5.2. Implication for Hydrocarbon Exploration and Development
While many oil fields in the central Sichuan Basin exhibit strong oil and gas, a deeper understanding of the reservoirs remains a key factor limiting exploration breakthroughs [
2]. Previous studies have predominantly focused on the Jurassic fluvial–deltaic sandstone reservoirs for reservoir characterization [
3]. Petrological analysis indicates that sandstone reservoirs have a high quartz content, which makes fracturing challenging (
Figure 3). It is generally agreed that these reservoirs are relatively tight, a conclusion consistent with the previous discussion. Consequently, exploration has historically been concentrated in areas with well-developed fractures. This study, however, supplements the characterization of siltstone and shale reservoirs. Although these are also relatively tight, earlier studies have shown that shale and siltstone reservoirs can also host fractures (
Figure 5), and source rock evaluations indicate that shale reservoirs have self-generation and self-storage potential, while siltstone reservoirs are conducive to short-distance migration and accumulation [
5,
34] (
Figure 8). Thus, siltstone and shale reservoirs modified by natural fractures present significant exploration potential and demonstrate lateral continuity. For siltstone and shale reservoirs where fractures are not well developed, crude oil can be effectively extracted through techniques such as horizontal well fracturing, as they do not possess the high quartz content characteristic of sandstone reservoirs (
Figure 3). Therefore, this study on the reservoir characterization of different lithologies in the Middle Jurassic of the central Sichuan Basin is of considerable significance for oil and gas exploration.
6. Conclusions
Comprehensive reservoir characterization studies reveal that the sandstone, siltstone, and shale reservoirs in the Middle Jurassic of the central Sichuan Basin are relatively tight, poorly connected, highly heterogeneous, and exhibit considerable variability. The pore type of sandstone is mainly intergranular pores, while that of siltstone and shale is mainly intercrystalline pores. The pore space in sandstone is the most developed, followed by siltstone, while shale has the least-developed pore space. The pore radii in sandstone primarily fall within the micrometer and nanometer ranges, while in siltstone and shale, the pore radii are mainly in the nanometer range. Due to the high quartz content in sandstone reservoirs, fracturing is challenging, making fracture-developed areas more promising for exploration. In contrast, siltstone and shale reservoirs are suitable candidates for horizontal fracturing, but they require the injection of proppant to prevent clay minerals from blocking the pores. Selecting high-quality reservoirs with favorable source–reservoir matching is essential for successful oil and gas exploration.
Author Contributions
Conceptualization, W.T.; methodology, J.L.; software, S.Z.; validation, L.D.; formal analysis, J.L.; investigation, S.Z.; resources, H.H.; data curation, K.Y.; writing—original draft preparation, C.Q.; writing—review and editing, W.T.; visualization, K.Y.; supervision, H.H.; project administration, L.D.; funding acquisition, C.Q. and W.T. All authors have read and agreed to the published version of the manuscript.
Funding
This research was supported by the Science and Technology Project of the Southwest Oil and Gas Field Company (20230301-24) to Chunyu Qin, National Natural Science Foundation of China (NSFC) Projects (No. 42202188, 42472170), and the Sichuan Science and Technology Program (No. 2023NSFSC1986), given to Wenbin Tang.

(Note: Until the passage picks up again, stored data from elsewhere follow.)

PR #4444, opened 2026-02-27
fix: Apply addcustomfields to profile page route loader

### LINKED ISSUE #4443: Dashboard: Adding custom fields to the Administrator entity causes the Dashboard UI profile page (/dashboard/profile) to break.
**To Reproduce**  
1. Add custom fields to the `Administrator` entity via `CustomFields['Administrator']` in your Vendure config.  
2. Restart the server and run any necessary migrations.  
3. Log in to the Admin UI.  
4. Navigate to `http://localhost:3000/dashboard/profile`.  
5. Observe that the page fails to load or throws an error.

Example custom field configuration:  
```ts
export const administratorCustomFields: CustomFields['Administrator'] = [
    {
        name: 'adminBonusAvailable',
        type: 'int',
        defaultValue: 0,
        public: false,
        readonly: true,
    },
];
```
**Screenshots/Videos**  

Image

- @vendure/core version: *3.5.4*   

**Configuration**  
Relevant snippet from `vendure-config.ts`:  
```ts
import { administratorCustomFields } from './custom-fields/administrator';

  // ...
  customFields: {
    Administrator: administratorCustomFields,
  },
  // ...
};
```

Ryrahul:
## Description

The profile page (`/dashboard/profile`) crashes when custom fields are defined on the `Administrator` entity. The route loader was querying `activeAdministratorDocument` without passing it through `addCustomFields()`, causing a GraphQL error — the server expects `customFields` to have sub-field selections, but the raw query sends it as a bare scalar field.

The administrator detail page (`/administrators/:id`) works correctly because it uses `detailPageRouteLoader()`, which already applies `addCustomFields()` before executing the query.

The fix wraps the query document with `addCustomFields()` in the profile page's route loader, matching the behavior of all other detail pages.

## Breaking changes

None.

## Checklist

📌 **Always:**

Fixes : #4443


biggamesmallworld (commented):
## Review

Thanks for the fix! The `addCustomFields` wrapping is the right approach — this definitely addresses the crash when custom fields are defined on `Administrator`. A couple of suggestions to bring this in line with the established patterns in the codebase:

### Suggestions

**1. Use `getDetailQueryOptions()` in the loader to fix query key mismatch**

The loader currently uses a hardcoded `queryKey: ['DetailPage', 'profile']`, but `useDetailPage` constructs its key as `['DetailPage', 'activeAdministrator', { id: 'undefined' }]`. Since these don't match, the loader prefetches into a cache bucket the component never reads — so the data gets fetched twice.

The `global-settings` page (`global-settings.tsx`) is the closest analog and handles this correctly. The profile loader should follow the same pattern:

```ts
const pageId = 'profile';

// in loader:
const { extendedQuery } = extendDetailFormQuery(
    addCustomFields(activeAdministratorDocument),
    pageId,
);
await context.queryClient.ensureQueryData(
    getDetailQueryOptions(extendedQuery, { id: 'undefined' }),
    {},
);
```

This also picks up `extendDetailFormQuery()`, which is needed since the component has `pageId="profile"` on its `<Page>` — without it, any extensions registered against the profile detail query won't be included in the loader's prefetch.

**2. Remove the unrelated `PageBlock` formatting change**

The multi-line → single-line reformatting of the `PageBlock` props is unrelated to the bug fix. Keeping the diff focused makes it easier to review and keeps `git blame` clean.

### Notes
- The `addCustomFields` call is correct — it uses `WeakMap` memoization so calling it in the loader has no performance concern.
- A regression test (e.g., a dashboard e2e test that configures an `Administrator` custom field and navigates to `/profile`) would be a nice addition to prevent this from coming back, but not a blocker.

Ryrahul:
> ## Review
> Thanks for the fix! The `addCustomFields` wrapping is the right approach — this definitely addresses the crash when custom fields are defined on `Administrator`. A couple of suggestions to bring this in line with the established patterns in the codebase:
> 
> ### Suggestions
> **1. Use `getDetailQueryOptions()` in the loader to fix query key mismatch**
>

Data Availability Statement
The data presented in this study are available on request from the corresponding author. The data are not publicly available due to exploration data confidentiality.
Acknowledgments
We greatly appreciate two anonymous reviewers for their constructive comments and suggestions.
Conflicts of Interest
Chunyu Qin, Lurui Dang, Haitao Hong, and Kai Yu are employees of Exploration and Development Research Institute, PetroChina Southwest Oil and Gas Field Company. The paper reflects the views of the scientists and not the company.